3d vector fields, introduction | Multivariable calculus | Khan Academy
So in the last video, I talked about vector fields in the context of two dimensions, and here I'd like to do the same but for three dimensions.
A three-dimensional vector field is given by a certain multivariable function that has a three-dimensional input, given with coordinates (X), (Y), and (Z), and then a three-dimensional vector output that has expressions that are somehow dependent on (X), (Y), and (Z). I'll just put dots in here for now, but we'll fill this in with an example in just a moment.
The way that this works, just like with a two-dimensional vector field, is you're going to choose a sample of various points in three-dimensional space, and for each one of those points, you consider what the output of the function is. That's going to be some three-dimensional vector, and you draw that vector off of the point itself.
So to start off, let's take a very simple example, one where the vector that outputs is actually just a constant. In this case, I'll make that constant the vector (1, 0, 0). So what this vector is, it's just got a unit length in the (X) direction. This is the (X)-axis, so all of the vectors are going to end up looking something like this, where it's a vector that has length one in the (X) direction.
When we do this at every possible point—well, not every possible point, but a sample of a whole bunch of points—whoops! We get a vector field that looks like this. At any given point in space, you get one of these little blue vectors, and all of them are the same. They're just copies of each other, each pointing with unit length in the (X) direction.
So as vector fields go, this is relatively boring. But we can make it a little bit more exciting if we make the input start to depend somehow on the actual input. So what I'll do to start, I'll just make the input (Y = 0). So they're still just going to point in the (X) direction, but now it's going to depend on the (Y) value.
So let's think for a second before I change the image what that's going to mean. The (Y)-axis is this one here, so now the (Z)-axis is pointing straight in our face. That's the (Y) axis. As (Y) increases value to, you know, (1, 2, 3), the length of these vectors are going to increase. It's going to be a stronger vector in the (X) direction—a very strong vector in the (X) direction. And if (Y) is negative, these vectors are going to point in the opposite direction.
So let's see what that looks like. There we go! In this vector field, color and length are used to indicate how the magnitude of the vector. So red vectors are very long, blue vectors are pretty short, and at zero, we don't even see any because those are vectors with zero length.
Just like with two-dimensional vector fields, when you draw them, you lie a little bit. This one should have a length of one, right? Because when (Y) is equal to one, this should have a unit length, but it's made really, really small. And this one up here where (Y) is, you know, five or six should be a really long vector, but we're lying a little bit because if we actually drew them to scale, it would really clutter up the image.
A couple of things to notice about this one: since the output doesn't depend on (X) or (Z), if you move in the (X) direction, which is back and forth here, the vectors don't change. If you move in the (Z) direction, which is up and down, the vectors also don't change. They only change as you move in the (Y) direction.

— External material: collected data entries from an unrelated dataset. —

PR #4345, opened 2026-04-20
fix: Move JWT from the session storage to cookie

### LINKED ISSUE #4269: [BUG]: Sessions not persisting across different tabs
If a user logs in the new client on a tab, opens a new tab and navigates to the new client, the login page is displayed.

gcgoncalves:
## 🔗 Related Issue
Closes #4269

---

## 📝 Summary
Move the JWT token from the sessionStorage to the cookies. To be able to do that, add an optional parameter to the login api endpoint to set the cookie, and creates a logout endpoint (that deletes the cookie).

---

## 🏷️ Type of Change
- [ ] Bug fix
- [ ] Feature / Enhancement
- [ ] Documentation
- [X] Refactor
- [ ] Other (describe below)

---

## 🧪 Verification

| Lint suite                | `make lint`     |    ✅    |
| Unit tests                | `make test`     |    ✅    |
| Coverage ≥ 80%            | `make coverage` |    ✅    |

---

## ✅ Checklist
- [X] Tests added/updated for changes
- [X] Documentation updated (if applicable)


marekdano (changes requested):
### Summary

  This PR adds a React SPA scaffold under client/ with cookie-based authentication, mounts it at `/app/*`, and introduces `security_cookies.py` with an httpOnly cookie helper. The intent is sound, but there is a critical gap between the client and server: the server never reads the `jwt_token` cookie for authentication, so all protected API calls from the React SPA will return 401.

  ---
### Findings


- `client/src/auth/AuthContext.tsx:50` — Correctness
  The client calls `GET /auth/me` but no such endpoint exists. The only `/me` endpoint is `GET /auth/email/me`, mounted via `email_auth_router` with prefix `/auth/email`. On startup, every user will appear unauthenticated regardless of their session state. 
Why do we need to call `/auth/me` endpoint?

- `mcpgateway/auth.py + client/src/api/client.ts` — Correctness
  The server's `get_current_user` reads only the `Authorization: Bearer` header via `HTTPBearer`. The client sets `credentials: "include"` to send the `jwt_token` cookie but never adds a `Bearer` header. Every request to a protected endpoint will return 401. Either (a) extend `get_current_user` to fall back to `request.cookies.get("jwt_token")` when no `Bearer` header is present, or (b) have the client store the token in memory/sessionStorage and inject `Authorization: Bearer <token>` — the unauthenticated option in `RequestOptions` already hints at this design but is never implemented.

- `client/src/api/client.ts:36-37` — Correctness
  `unauthenticated?: boolean` is declared in `RequestOptions` and referenced in the JSDoc, but the `request()` function body never reads it and never adds an Authorization header. The module comment ("Authorization: Bearer header is added on every authenticated request", "JWT is read from sessionStorage") is entirely aspirational — neither mechanism is implemented. Remove the dead option and the false comment, or implement it.

- `mcpgateway/routers/auth.py:206-208` — Security
  POST `/auth/logout` requires no authentication. While it only clears a browser cookie, it also does no server-side token revocation — the JWT remains valid until natural expiry. A token that was captured before logout retains full access.
  Consider adding server-side revocation on logout, or at minimum, add a comment documenting the intentional lack of revocation and the expiry window. Also consider adding Depends(`get_current_user`) to avoid leaking information about expired sessions.

- `mcpgateway/middleware/security_headers.py:283` — Design
  `is_spa_path` re-evaluates `request.url.path` on every response with a string prefix check inside middleware that runs on every request. Consider moving the SPA CSP into a response header added by `app_spa_router` itself (via a dependency or route-level middleware) so the logic is co-located with the routes it applies to, rather than branching inside the global security headers middleware.

-  `mcpgateway/routers/auth.py:185` — Consistency
 `logger.debug(f"Set httpOnly cookie for user: {email}")` uses an f-string. The project convention is %-style: `logger.debug("Set httpOnly cookie for user: %s", email)`.

- `client/src/pages/Login.tsx` — Design
  The login form has no "remember me" checkbox, yet set_auth_cookie accepts a remember_me parameter that extends the session to 30 days. The only way to get a 30-day session is to call the API directly. Either add a "remember me" checkbox and wire it through `AuthContext.login()` and the request body, or remove the `remember_me` parameter if the design decision is always 1-hour sessions.

- `client/src/auth/AuthContext.tsx:54-58` — Design
  Non-401 errors from `GET /auth/me` (e.g., 500, 503) are silently swallowed. A transient backend failure at startup will land the user on the login page with no explanation. Re-throw non-401 errors or expose an authError state so the UI can surface a meaningful message.

gcgoncalves:
@marekdano Can you re-review, please?

marekdano (changes requested):
Concerns and Issues

  1. No CSRF protection for cookie-authenticated requests — Blocking

  Switching from Bearer headers to cookies fundamentally changes the CSRF threat model. Bearer tokens in Authorization headers cannot be sent cross-origin by an attacker's page (browsers block cross-origin header injection). With credentials: "include" and cookie auth, a `<form>` or `fetch()` on an attacker-controlled origin can trigger authenticated state-changing requests, provided SameSite=lax does not block it.

  `SameSite=lax` protects against POST cross-site forgery but does not protect GET endpoints that have side effects, and does not protect against same-site attacks. The codebase has no CSRF token middleware. This needs to be explicitly acknowledged and addressed, or a double-submit cookie / `X-Requested-With` header check added. The client already sends `X-Requested-With: XMLHttpRequest` on every request — the server should validate this header on cookie-authenticated endpoints as a lightweight CSRF guard.

  2. No token revocation on logout — Notable

  `POST /auth/logout` clears the browser cookie, but the JWT itself remains valid until expiry (default 1 hour). This is documented and acknowledged as an intentional trade-off. However:
  - If a session cookie is stolen (e.g., via network sniffing before Secure is enforced, or on a compromised machine), logout does not invalidate the token server-side.
  - The TokenRevocation table exists in the codebase — it would be worth filing a follow-up issue to implement JTI revocation on logout rather than leaving it as open guidance in a comment.

  3. Token still returned in response body when `set_cookie: true`

  The login response includes access_token in the JSON body regardless of `set_cookie`. For browser SPA flows with `set_cookie: true`, returning the token in the body is unnecessary and slightly increases the exposure window (the SPA ignores the field, but other code or interceptors could log it). Consider returning an empty string or omitting access_token in the response when `set_cookie: true`.

  4. `SameSite=lax` default — subdomain deployment needs validation

  `SameSite=lax` is a reasonable default, but the PR does not address the case where the gateway is deployed on a subdomain and the admin UI is on a different subdomain. In that topology, lax may behave differently than expected, and `SameSite=strict` or explicit domain scoping would be needed. The absence of a domain attribute means the cookie is scoped to the exact host, which is fine for most deployments but worth documenting.

  5. Cookie fallback import inside function — Minor

  In mcpgateway/auth.py, the `import from fastapi.security import HTTPAuthorizationCredentials as Creds` is placed inside the if cookie_token: branch. However, `HTTPAuthorizationCredentials` is already imported at the top of the file (line 24). The alias is unnecessary — replace `Creds(...)` with `HTTPAuthorizationCredentials(...)` and remove the inline import entirely.

  ---
  Code Quality and Correctness

  6. Inconsistent logging style in `routers/auth.py` — Minor

  The second commit claims to standardize to %-style logging, but the actual code still uses f-strings in the login handler:
```bash
  logger.info(f"User {email} authenticated successfully")
  logger.error(f"Login error for {login_request.email or login_request.username}: {e}")
  logger.warning(f"Login validation error: {e}")
```

  Only the logger.debug line uses %-style. The remaining lines should be updated to %-style (e.g. `logger.info("User %s authenticated successfully", email)`) to be consistent with the project standard and avoid unnecessary string interpolation when the log level is suppressed.

  7. `get_current_user_info` injects db but never uses it — Correctness

  In `routers/auth.py`:
```bash
  @auth_router.get("/me", response_model=EmailUserResponse)
  async def get_current_user_info(request: Request, db: Session = Depends(get_db)):
      from mcpgateway.auth import get_current_user
      user = await get_current_user(request=request)
      return EmailUserResponse.from_email_user(user)
```

  The db dependency is injected but never passed to `get_current_user()`. The injected db is dead code that wastes a DB connection on every `/auth/me` call. Either remove `db: Session = Depends(get_db)` or thread it through to `get_current_user`.

  8. `AuthContext.tsx` missing loading state — Blocking UX issue
```bash
  useEffect(() => {
    api.get<User>("/auth/me")
      .then((user) => { setState({ user, isAuthenticated: true }); })
      .catch((err) => { ... });
  }, []);
```

  The initial state is `{ user: null, isAuthenticated: false }`. Between mount and the resolution of `/auth/me`, `AuthGuard` will see `isAuthenticated: false` and redirect authenticated users to `/app/login`, causing a visible flash/redirect on every hard refresh. A loading: true state should be added to defer `AuthGuard` decisions until the check completes.

  9. `logout()` silently swallows all errors
```bash
  try {
    await api.post("/auth/logout");
  } catch {
    // Ignore errors - proceed with logout
  }
```

  Proceeding with client-side logout regardless of server errors is correct from a UX perspective, but silently discarding non-network errors makes debugging harder. At minimum, add a `console.warn` with the caught error.

  10. `remember_me=False` is hardcoded — dead code in `security_cookies.py`

  `LoginRequest` does not expose a `remember_me` field, so the 30-day expiry path in security_cookies.py is unreachable from the UI or API. Either expose the field in `LoginRequest` and add a "Remember me" checkbox to the login form, or remove the `remember_me` parameter from `set_auth_cookie` until it is needed.

  11. Docstring precedence order is wrong in `get_current_user() — mcpgateway/auth.py`

  The docstring lists Bearer → Cookie → Plugin, but the code comment at line 1164 literally states "# This hook is invoked BEFORE standard JWT/API token validation". The actual execution order is Plugin → Bearer → Cookie. The docstring has it backwards, which will mislead future maintainers.

  ---
  Edge Cases and Potential Issues

  12. Cookie-authenticated users hitting non-`/auth` endpoints

  The cookie fallback is in `get_current_user()` in `mcpgateway/auth.py`, which is used as a FastAPI dependency. This should work for all endpoints that use Depends(get_current_user). However, endpoints that use different auth dependencies (e.g., `get_current_active_user`, basic auth decorators) will not benefit from the cookie fallback and will return 401 to browser clients. The PR should confirm which auth dependency paths the SPA actually hits.

  13. `CookieTooLargeError` unhandled in login router

  `set_auth_cookie() raises CookieTooLargeError` if the JWT exceeds 4096 bytes (possible with many team claims). In routers/auth.py, the login endpoint calls `set_auth_cookie()` without catching this exception — FastAPI will return a raw 500. `CookieTooLargeError` should be caught and translated to a structured HTTP response:
```bash
  if login_request.set_cookie:
      try:
          set_auth_cookie(response, access_token, remember_me=False)
      except CookieTooLargeError:
          raise HTTPException(
              status_code=status.HTTP_500_INTERNAL_SERVER_ERROR,
              detail="Authentication token is too large to store as a cookie. Use Authorization header instead.",
          )
```

  14. `app_root_path` cookie path edge case

  `set_auth_cookie` uses `path=settings.app_root_path` or "/". If app_root_path is set to something other than what the SPA is served under, the cookie won't be sent for SPA requests. This is configuration-dependent and should be documented.

  15. `/auth/me` on every SPA mount adds latency

  Every full-page load or hard refresh fires a GET to `/auth/me`. This is standard practice for cookie-auth SPAs, but in multi-tab scenarios each tab pings /auth/me independently. Worth noting for teams running under tight latency budgets or with slow DB paths.

gcgoncalves:
This PR is getting too big, I'll split into backend and frontend.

Okay, so this is where we’re starting to get a feel for how the output can depend on the input. Now, let's do something a little bit different. Let's say that all three of the components of the input depend on (X), (Y), and (Z), but I'm just going to make it kind of an identity function. At a given point ((X, Y, Z)), you output the vector itself (XYZ).
So let's think about what this would actually mean. Let's say you've got a given point, some point floating off in space. What is the output vector for that? Well, the point has a certain (X) component, a certain (Y) component, and a (Z) component. The vector that corresponds to (XYZ) is going to be the one from the origin to that point itself.
Let me just draw that here from the origin to the point itself. Because of how we do vector fields, you move this so that instead of stemming from the origin, it actually stems from the point. But what the main thing to take away here is it's going to point directly away from the origin, and the farther away the point is, the longer this vector will be.
So with that, let's take a look at the vector field itself. Here we go! Again, you kind of lie when you draw these, like the vectors—these red guys that are out at the end—they should be really long because this vector should be as long as that point is away from the origin. But to give a cleaner vector field, you scale things down.
Notice the blue ones that are close to the center here are actually really, really short guys, and all of these are pointing directly away from the origin. This is one of those vector fields that it's actually a pretty good one to have a strong intuition of, because it comes up now and then.
Thinking about what the identity function looks like as a vector field itself, in the next video, I'll talk through another example that's a little bit more complicated than this and can hopefully give an even stronger feel for how the output can depend on (X), (Y), and (Z).